--- Task material Enclosed Below ---
PR #647, opened 2020-05-29
Fix enabled error type test flake

fractalwrench:
## Goal

Fixes a flaky E2E test that checks enabled error types.

The root cause of this was that the `EnabledErrorTypesCxxScenario` creates a handled error, then immediately creates an unhandled error. This leads to a race where the handled error is delivered on a background thread and might not be sent to the mock API before the unhandled error triggers.

The fix for this is to delay the unhandled error for 2 seconds - note that is potentially applicable to other flaky scenarios which have been written in the same way. Verified by running this scenario 20 times on Buildkite without any failures.

### DIFF
--- a/features/enabled_error_types.feature
+++ b/features/enabled_error_types.feature
@@ -27,15 +27,13 @@ Scenario: NSException Crash Reporting is disabled
     And the event "unhandled" is false
     And the payload field "events.0.exceptions.0.message" equals "DisableNSExceptionScenario - Handled"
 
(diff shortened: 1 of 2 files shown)


twometresteve:
The failing we were seeing was an unhandled error being reported, which we wouldn't expect at all.  I'd be concerned that we are now passing the test having received the handled error, with the test harness closing down before it gets to chance to see an erroneous request (but I'd need to check the behaviour of the test harness there).

fractalwrench:
Converting to draft as requested for now

PR #651, opened 2020-05-31
Test fixture enhancements

twometresteve:
## Goal

Adds a button to the test fixture allowing automated tests to clear user data between scenarios (to following in a subsequent PR).

Also provides the ability to run the test fixture in "Manual mode".  If an API key is provided, the fixture will run scenarios in the same way, but send any generated reports to the Bugsnag dashboard.

## Tests

Passing CI run verifies that the change does not affect existing automated tests.  New API key field tested manually together with basic testing of the clear data button, although full testing of that will follow in the subsequent PR that integrates its use into automated tests.


twometresteve:
> LGTM.
> 
> Before merging is it worth adding the function/step to the features file to use the reset? (Even if it's not present in the scenarios yet)

If I wasn't taking a day's leave I would carry it on an problem finish the whole lot, but as it is I'd like to get it is as it may be useful in the interim.

PR #654, opened 2020-06-01
Rationalise preprocessor macros into header file

fractalwrench:
## Goal

Moves preprocessor macros into a new header file `BugsnagPlatformConditional`. This ensures that macros used to control behaviour by the target (iOS/OSX/tvOS) are used consistently and defined in one place.

Much of this platform-specific code should be split out into platform-specific files at a future date - an additional ticket has been raised to address this.

## Changeset

- Added `BugsnagPlatformConditional` header which defines three macros to determine which platform is in use
- Imported Foundation header in `BugsnagPlatformConditional` to ensure that the target is defined properly
- Removed use of `TARGET_OS_*` macros within codebase to prefer `BugsnagPlatformConditional`, which should always be imported first


Source/KSCrash/Source/KSCrash/Recording/BSG_KSSystemInfo.h
```diff
@@ -57,7 +57,9 @@
 #define BSG_KSSystemField_BuildType "build_type"
 
 #import <Foundation/Foundation.h>
```
tomlongridge, line 59: Should we remove the `Foundation/Foundation.h` include?

Source/BugsnagClient.m
```diff
@@ -196,7 +198,9 @@ void BSSerializeDataCrashHandler(const BSG_KSCrashReportWriter *writer, int type
  *
  * @returns A string representing the device orientation or nil if there's no equivalent
  */
-#if TARGET_OS_IOS
+
+#if BSG_PLATFORM_TVOS
```
tomlongridge, line 202: Why the empty test for tvOS? If it's to show that iOS only is intentional, we should probably also include an empty macOS block.

Source/BugsnagPlatformConditional.h
```diff
@@ -0,0 +1,33 @@
...
+
+/**
+ * Defined as true if this is the iOS platform.
+ */
+#define BSG_PLATFORM_IOS TARGET_IPHONE_SIMULATOR || TARGET_OS_IPHONE
+
+/**
+* Defined as true if this is the OSX platform.
+*/
+#define BSG_PLATFORM_OSX TARGET_OS_MAC
```
tomlongridge, line 26: I believe we should use `TARGET_OS_OSX` here: http://sealiesoftware.com/blog/archive/2010/8/16/TargetConditionalsh.html

Source/BugsnagPlatformConditional.h
```diff
@@ -0,0 +1,33 @@
...
+
+#ifndef BugsnagPlatformConditional_h
+#define BugsnagPlatformConditional_h
+
+#import <Foundation/Foundation.h>
+
+/**
+ * Defined as true if this is the iOS platform.
+ */
+#define BSG_PLATFORM_IOS TARGET_IPHONE_SIMULATOR || TARGET_OS_IPHONE
```
tomlongridge, line 21: I don't believe we should be using `TARGET_IPHONE_SIMULATOR` unless we're trying to determine the difference between a real device and a simulator. This will be true for mobile, TV or watch simulators.

Source/BugsnagClient.m
```diff
@@ -625,7 +630,7 @@ - (void)addTerminationObserver:(NSString *)name {
 
 - (void)computeDidCrashLastLaunch {
     const BSG_KSCrash_State *crashState = bsg_kscrashstate_currentState();
-#if TARGET_OS_TV || TARGET_OS_IPHONE
```
tomlongridge, line 628: Deliberately not simulator?

Source/BSGConnectivity.m
```diff
@@ -41,7 +43,7 @@
  * @return YES if the connectivity change should be reported
  */
 BOOL BSGConnectivityShouldReportChange(SCNetworkReachabilityFlags flags) {
-    #if TARGET_OS_TV || TARGET_OS_IPHONE
```
tomlongridge, line 44: Deliberately not simulator?

Source/BSGConnectivity.m
```diff
@@ -69,7 +71,7 @@ BOOL BSGConnectivityShouldReportChange(SCNetworkReachabilityFlags flags) {
  */
 NSString *BSGConnectivityFlagRepresentation(SCNetworkReachabilityFlags flags) {
     BOOL connected = (flags & kSCNetworkReachabilityFlagsReachable);
-    #if TARGET_OS_TV || TARGET_OS_IPHONE
```
tomlongridge, line 72: Deliberately not simulator?

Source/BugsnagPlatformConditional.h
tomlongridge, line 21: Also, should we use `TARGET_OS_IOS`?

Source/KSCrash/Source/KSCrash/Recording/BSG_KSSystemInfo.h
fractalwrench: This is an import which means Obj-C will guard against the header being included more than once. It's also more explicit that `BSG_KSSystemInfo` requires this header and guards against the internals of `BugsnagPlatformConditional` removing `Foundation.h` at some later date and then having to add `Foundation.h` back in again.

Source/BSGConnectivity.m
fractalwrench: I can't see any reason why this code shouldn't apply to iOS/tvOS simulators as the `kSCNetworkReachabilityFlagsIsWWAN` flag is only missing on macOS.

Source/BugsnagPlatformConditional.h
fractalwrench: Updated to use `TARGET_OS_OSX`

Source/BugsnagPlatformConditional.h
fractalwrench: changed the define to use `TARGET_OS_IOS`

Source/BugsnagClient.m
fractalwrench: Removed change here and in `BSGOutOfMemoryWatchdog` as this appears to be deliberate

Source/BugsnagClient.m
fractalwrench: This was required when `BSG_PLATFORM_IOS` was defined via the simulator macro - this is no longer required so has been amended.

PR #1499, opened 2016-08-23
various async cleanup and RepoView link for new workspaces

gamerson:


gamerson:
Here is the screenshot of the ReposView for a eclipse instance where there is no "cnf" folder.
screen shot 2016-08-23 at 12 01 14 pm

PR #1522, opened 2016-09-06
Git prefs improvements

seanbright:


org.bndtools.templating.gitrepo/src/org/bndtools/templating/jgit/GitRepoPreferences.java
```diff
@@ -8,10 +8,11 @@
 import org.osgi.framework.FrameworkUtil;
 
 import aQute.bnd.header.Parameters;
+import aQute.bnd.osgi.About;
 
 public class GitRepoPreferences {
 
-    public static final String INITIAL_GITHUB_REPOS = "osgi/workspace, bndtools/workspace;branch=origin/3.3";
+    public static final String INITIAL_GITHUB_REPOS = String.format("osgi/workspace, bndtools/workspace;branch=origin/%d.%d", About.CURRENT.getMajor(), About.CURRENT.getMinor());
```
bjhargrave: This is a bit risky. We basically keep the major.minor version of Bnd and Bndtools in sync, but if we don't do that one day for some reason, this could be a problem.

A solution would be to put the repo string in a resource which is -includeresource: {file} into the bundle. Then Bnd will macro process the repo string in the resource to use a macro (to be added) holding the major.minor version of Bndtools.

seanbright: The same could be said for the template repository and bndtools. Maybe we just hard code it and then update it when there is a reason to?

PR #1536, opened 2016-09-09
Enable Bndtools users to toggle Workspace offline mode

seanbright:
* Add toggle button to Repositories view
* Save workspace offline state in preferences
* Add workspace offline mode to main Bndtools preference page


bndtools.core/src/bndtools/preferences/WorkspaceOfflineChangeAdapter.java
```diff
@@ -0,0 +1,19 @@
...
+import org.eclipse.jface.util.IPropertyChangeListener;
+import org.eclipse.jface.util.PropertyChangeEvent;
+
+public abstract class WorkspaceOfflineChangeAdapter implements IPropertyChangeListener, WorkspaceOfflineChangeListener {
+    @Override
+    public final void propertyChange(PropertyChangeEvent event) {
+        if (!event.getProperty().equals(BndPreferences.PREF_WORKSPACE_OFFLINE)) {
+            return;
+        }
+        workspaceOfflineChanged((boolean) event.getNewValue());
```
bjhargrave: I am not sure how this works since it calls the method below which has an empty body!

bjhargrave: @rotty3000 points out you have an anonymous subclass below which override the following method. Perhaps then, this type should not implement the methods. It is already an abstract class.

seanbright: The `WorkspaceOfflineChangeListener ` had more than one method before. I've removed the default implementation.

bndtools.core/src/bndtools/views/repository/RepositoriesView.java
```diff
@@ -443,6 +460,31 @@ public IStatus runInWorkspace(IProgressMonitor monitor) throws CoreException {
         }.schedule();
     }
 
+    private void configureOfflineAction() {
+        Workspace workspace = Central.getWorkspaceIfPresent();
```
gamerson: I believe we need a 'Central.onInit()' style callback here.  this will block since this method calls getWorkspace will will download the internet if someone has a lot of jars in their repo.

seanbright: There is a call to `workspace.setOffline(value);` just after creating the `Workspace` object in `getWorkspace()`. Is that too late?

gamerson: Ok i see now, i didn't read the full code, and I see that this method is not called during the initial painting of the UI in createPartControl() so it wouldn't block, carry on then.

PR #1596, opened 2016-12-01
Clarify exception message in LaunchUtils

### LINKED ISSUE #1591: Exception after renaming project referenced from launch configuration
Steps:
1. create a launch configuration for an existing run descriptor
2. rename the project that contains the run descriptor
3. launch the launch configuration

The following error message is shown:

> Error initialising bnd launcher java.lang.IllegalArgumentException: Bnd launch target was not specified, or does not exist.

I Found the message difficult to understand. Wouldn't something like 
> The run descriptor 'org.example-project/foo.bndrun' could not be found.

be clearer?

BTW, having _Yes_ and _No_ buttons makes not sense here. Irrespective of which button is pressed, the launch configuration dialog is opened.

image

Stacktrace
```
java.lang.IllegalArgumentException: Bnd launch target was not specified, or does not exist.
	at bndtools.launch.util.LaunchUtils.getBndProject(LaunchUtils.java:52)
	at bndtools.launch.AbstractOSGiLaunchDelegate.buildForLaunch(AbstractOSGiLaunchDelegate.java:52)
	at org.eclipse.debug.internal.core.LaunchConfiguration.launch(LaunchConfiguration.java:855)
	at org.eclipse.debug.internal.core.LaunchConfiguration.launch(LaunchConfiguration.java:739)
	at org.eclipse.debug.internal.ui.DebugUIPlugin.buildAndLaunch(DebugUIPlugin.java:1039)
	at org.eclipse.debug.internal.ui.DebugUIPlugin$8.run(DebugUIPlugin.java:1256)
	at org.eclipse.core.internal.jobs.Worker.run(Worker.java:55)
```

rherrmann:
Fixes #1591: Exception after renaming project referenced from launch configuration

Signed-off-by: Rüdiger Herrmann <ruediger.herrmann@gmx.de>

### DIFF
--- a/bndtools.core/src/bndtools/launch/util/LaunchUtils.java
+++ b/bndtools.core/src/bndtools/launch/util/LaunchUtils.java
@@ -19,10 +19,7 @@ public final class LaunchUtils {
     private LaunchUtils() {}
 
     public static IResource getTargetResource(ILaunchConfiguration configuration) throws CoreException {
-        String target = configuration.getAttribute(LaunchConstants.ATTR_LAUNCH_TARGET, (String) null);
-        if (target == null || target.length() == 0) {
-            return null;
-        }
+        String target = getTargetName(configuration);
 
         IResource targetResource = ResourcesPlugin.getWorkspace().getRoot().findMember(target);
         if (targetResource == null)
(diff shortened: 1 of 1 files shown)


bndtools.core/src/bndtools/launch/util/LaunchUtils.java
```diff
@@ -19,10 +19,7 @@
     private LaunchUtils() {}
 
     public static IResource getTargetResource(ILaunchConfiguration configuration) throws CoreException {
-        String target = configuration.getAttribute(LaunchConstants.ATTR_LAUNCH_TARGET, (String) null);
-        if (target == null || target.length() == 0) {
-            return null;
-        }
+        String target = getTargetName(configuration);
 
         IResource targetResource = ResourcesPlugin.getWorkspace().getRoot().findMember(target);
```
bjhargrave: Is it OK to possible pass `null` to `findMember` here? You removed the null check that returns, so null can now be passed to `findMember`.

rherrmann: Of course it is not OK to pass `null`. Thanks for the hint. I will provide an updated pull request.

PR #1601, opened 2016-12-04
Remove unnecessary null check in LaunchUtils

### LINKED ISSUE #1600: Unnecessary null check in LaunchUtils::getTargetResource()
See https://github.com/bndtools/bndtools/blob/master/bndtools.core/src/bndtools/launch/util/LaunchUtils.java#L28

I think, the null check
```java
if (targetResource == null)
    return null;
```
is unnecessary.

Would you agree to remove the extra null check and inline the above line like this?
```java
return ResourcesPlugin.getWorkspace().getRoot().findMember(target);
```

rherrmann:
Closes #1600 Unnecessary null check in LaunchUtils::getTargetResource()
Signed-off-by: Rüdiger Herrmann <ruediger.herrmann@gmx.de>

### DIFF
--- a/bndtools.core/src/bndtools/launch/util/LaunchUtils.java
+++ b/bndtools.core/src/bndtools/launch/util/LaunchUtils.java
@@ -24,9 +24,6 @@ public final class LaunchUtils {
             return null;
 
         IResource targetResource = ResourcesPlugin.getWorkspace().getRoot().findMember(target);
-        if (targetResource == null)
-            return null;
-
         return targetResource;
     }
 


bndtools.core/src/bndtools/launch/util/LaunchUtils.java
```diff
@@ -20,13 +20,8 @@ private LaunchUtils() {}
 
     public static IResource getTargetResource(ILaunchConfiguration configuration) throws CoreException {
         String target = getTargetName(configuration);
-        if (target == null)
```
bjhargrave: This null check is still necessary since you do not want to pass null to findMember.

rherrmann: Sorry again, this wasn't intended at all.

PR #1641, opened 2017-01-28
launch: Add project name to launch configuration

jonpasski:
Newly created launch configurations do not include a project
name via an expected attribute, which can cause and endless
loop on launching under certain circumstances.

Fixes: 1639

Signed-off-by: Jon Passki <jon@passki.us>


gamerson:
LGTM

Issue #1598, opened 2016-12-01
Preference pages under Bndtools don't show when filtering for 'bnd'


rherrmann:
After entering 'bnd' in the filter input field of the Preferences dialog, only the main _Bndtools_ page is shown. Sub-pages like _Build_, _Generated Resources_, etc. are hidden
--- End of Enclosed Task material ---
Task prompt:
Find the word "between" in the entries, and copy every line it shows up in.

Solution for this problem:
Adds a button to the test fixture allowing automated tests to clear user data between scenarios (to following in a subsequent PR).
tomlongridge, line 21: I don't believe we should be using `TARGET_IPHONE_SIMULATOR` unless we're trying to determine the difference between a real device and a simulator. This will be true for mobile, TV or watch simulators.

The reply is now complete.